━━━━━ DATA FOR ANALYSIS ━━━━━

Issue #10317, opened 2024-01-04
feat(developer): normalization on the developer side 🙀 


srl295:
Yes, core will normalize, but this gives us more consistent files and earlier warnings.

- [x] This requires marker normalization in .ts !
- [x] Warn on use of precomposed ranges, i.e. [é-É] could exceed limits and, might not even be intended?
- Related is #10183 
- Supports #9468

srl295:
- blocked by #10369 in that we need a final marker algo before porting to .ts
- Can use `String.normalize("nfd")` for the implementation, which will be double checked by #10183

srl295:
- I very briefly went down the road of exposing the nfd data via wasm. However, common/web/types doesn't load wasm.
- `Intl.Segmenter()` might work, as in:

```js
> Array.from(new Intl.Segmenter(['und'], {granularity: 'grapheme'}).segment('e\u0302\u0300E\u0300\u0302'))
[
  { segment: 'ề', index: 0, input: 'ềÈ̂' },
  { segment: 'È̂', index: 3, input: 'ềÈ̂' }
]
```

.. however, what I need is the property info, not the segmentation.  It will get the wrong answer with markers:

```js
> Array.from(new Intl.Segmenter(['und'], {granularity: 'grapheme'}).segment('e\u0302\uffff\u0008\u0002\u0300E\u0300\u0302'))
[
  { segment: 'ê', index: 0, input: 'ê￿\b\x02̀È̂' },
  { segment: '￿', index: 2, input: 'ê￿\b\x02̀È̂' },
  { segment: '\b', index: 3, input: 'ê￿\b\x02̀È̂' },
  { segment: '\x02', index: 4, input: 'ê￿\b\x02̀È̂' },
  { segment: '̀', index: 5, input: 'ê￿\b\x02̀È̂' },
  { segment: 'È̂', index: 6, input: 'ê￿\b\x02̀È̂' }
]
```

Hm, maybe I could extract the data:

```js
> new Set(Array.from(new Intl.Segmenter(['und'], {granularity: 'grapheme'}).segment('e\u0302\u0300E\u0300\u0302u\u0300\u0308')).map(({segment})=>segment).map((c)=>c.codePointAt(0)));
Set(3) { 101, 69, 117 }
```

yea, that might work.

PR #10515, opened 2024-01-25
feat(developer): ldml load ccc from icu 🙀 

srl295:
#10317 

- segmenter isn't right, use a table from ICU4C
- also verify that `nfd.hasBoundaryBefore(ch)` is exactly equivalent to `isNFD(ch) && u_getCombiningClass(ch)==0`

Currently this is a .ts file in common/web/types which is updated by a special call to the `test_transforms` executable.  Alternatives:
- ICU-aware regex was considered, but is not exposed in any current implementation
- could be loaded through wasm - but, common doesn't link against wasm!
- this file could be generated at build time, but this then makes common/ depend on core, or on kmcmplib (the two places ICU code is done)

@keymanapp-test-bot skip


common/web/types/src/ldml-keyboard/pattern-parser.ts
```diff
@@ -197,13 +188,14 @@ export class MarkerParser {
       const rest = a.slice(i).join('');
       const p = MarkerParser.parse_next_marker(rest, forMatch);
       const have_marker = !!(p?.match);
+      const has_nfd_boundary_before = (nfdNoBoundaryBefore.indexOf(a[i]?.codePointAt(0)) === -1);
```
mcdurdin, line 191: When can `a[i]` be undefined and not a string? If `a[i]` is guaranteed to be a string then we should not be using optional chaining.

```suggestion
      const has_nfd_boundary_before = (nfdNoBoundaryBefore.indexOf(a[i].codePointAt(0)) === -1);
```

core/tests/unit/ldml/test_transforms.cpp
```diff
@@ -1033,6 +1033,44 @@ test_normalize() {
...
+  for (km_core_usv ch = 0; ch < 0x10FFFF; ch++) {
+    bool bb = nfd->hasBoundaryBefore(ch);
+    icu::UnicodeString s;
+    s.append((UChar32)ch);
+    bool lccc = nfd->isNormalized(s, status) && u_getCombiningClass(ch) == 0;
+    assert(U_SUCCESS(status));
+    if (bb != lccc) {
+      printf("0x%04x - bb=%s but lccc=%s\n", (unsigned int)ch, bb ? "y" : "n", lccc ? "y" : "n");
+    }
+    assert(bb == lccc);
```
mcdurdin, line 1064: If this is an error condition then it really should fail in all cases, not just print a warning. asserts only fail in debug builds.

core/tests/unit/ldml/test_transforms.cpp
```diff
@@ -1033,6 +1033,44 @@ test_normalize() {
...
+  const icu::Normalizer2 *nfd = icu::Normalizer2::getNFDInstance(status);
+  assert(U_SUCCESS(status));
+  fprintf(f, "// NFD hasBoundaryBefore\n");
+  fprintf(f, "// Generated by test_transforms.cpp\n");
+  fprintf(f, "// regenerate with: core/build/SOMETHING/SOMETHING/tests/unit/ldml/test_transforms --write-nfd\n");
+  fprintf(f, "export const ICU_VERSION='%s';\n", U_ICU_VERSION);
+  fprintf(f, "export const UNICODE_VERSION='%s';\n", U_UNICODE_VERSION);
+
+  fprintf(f, "export const nfdNoBoundaryBefore = [\n");
+  for (km_core_usv ch = 0; ch < 0x10FFFF; ch++) {
```
mcdurdin, line 1055: Might as well start at 0x20 ... less weird than starting at 0, and looks more like a normal "Unicode Character Range".

```suggestion
  for (km_core_usv ch = 0x20; ch < 0x10FFFF; ch++) {
```

core/tests/unit/ldml/test_transforms.cpp
```diff
@@ -1033,6 +1033,44 @@ test_normalize() {
   return EXIT_SUCCESS;
 }
 
+#include <unicode/uchar.h>
+
+#define NFD_FILE "common/web/types/src/ldml-keyboard/nfd-table.ts"
+int
+write_nfd_table() {
```
mcdurdin, line 1040: This function does not appear to be called from `main()`?

mcdurdin (changes requested):
This change looks solid, but I think I'd like to reduce the tech debt hole on file generation, by moving the tooling into a separate module, even though that's a little more work.

Various other feedback too :grin:

common/web/types/src/ldml-keyboard/nfd-table.ts
```diff
@@ -0,0 +1,923 @@
+// NFD hasBoundaryBefore
+// Generated by test_transforms.cpp
+// regenerate with: core/build/SOMETHING/SOMETHING/tests/unit/ldml/test_transforms --write-nfd
```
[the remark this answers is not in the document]
srl295: Ok, I can work on that.

common/web/types/src/ldml-keyboard/nfd-table.ts
```diff
@@ -0,0 +1,923 @@
...
+export const ICU_VERSION='70.1';
+export const UNICODE_VERSION='14.0';
+export const nfdNoBoundaryBefore = [
```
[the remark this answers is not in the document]
srl295: we will need it in Keyman Web.

common/web/types/src/ldml-keyboard/nfd-table.ts
```diff
@@ -0,0 +1,923 @@
+// NFD hasBoundaryBefore
+// Generated by test_transforms.cpp
+// regenerate with: core/build/SOMETHING/SOMETHING/tests/unit/ldml/test_transforms --write-nfd
+export const ICU_VERSION='70.1';
+export const UNICODE_VERSION='14.0';
```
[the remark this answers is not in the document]
srl295: I'm at a loss here.  Where did this ICU come from ?! 

maybe it was picked up on the path?

common/web/types/src/ldml-keyboard/nfd-table.ts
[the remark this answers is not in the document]
srl295: well, yeah, it's a complex folded trie structure in ICU.

core/tests/unit/ldml/test_transforms.cpp
srl295: this is a test, so don't asserts always fail in tests?

core/tests/unit/ldml/test_transforms.cpp
srl295: why 0x20?  Nulls are characters too!

core/tests/unit/ldml/test_transforms.cpp
srl295: bad merge, ok i will fix this.  (I had shelved this in favor of the segment)

common/web/types/src/ldml-keyboard/pattern-parser.ts
srl295: when `i === str_end` (see line 203) - this loop is called once at the end of the string. 

so `a[i]` can be undefined.

common/web/types/src/ldml-keyboard/nfd-table.ts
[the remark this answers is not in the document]
mcdurdin: Oof, if we are picking up ICU from path then we're going to get random versions. Not ideal!

common/web/types/src/ldml-keyboard/pattern-parser.ts
mcdurdin: can you add a comment accordingly somewhere? Because that's not necessarily intuitive to run loop past the end :grin:

core/tests/unit/ldml/test_transforms.cpp
mcdurdin: This is not really a test, it's a build process, and while it is currently hosted within a unit test executable, that will hopefully change, at which point we want to be aborting here even on a release build.

core/tests/unit/ldml/test_transforms.cpp
mcdurdin: ok, no worries. doesn't change output anyway.

srl295:
Obviated, see note on #10565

━━━━━

■ REQUIRED ACTION: Across the material, report every line that has the word "really".

■ RESPONSE TO THIS TASK:
mcdurdin, line 1064: If this is an error condition then it really should fail in all cases, not just print a warning. asserts only fail in debug builds.
mcdurdin: This is not really a test, it's a build process, and while it is currently hosted within a unit test executable, that will hopefully change, at which point we want to be aborting here even on a release build.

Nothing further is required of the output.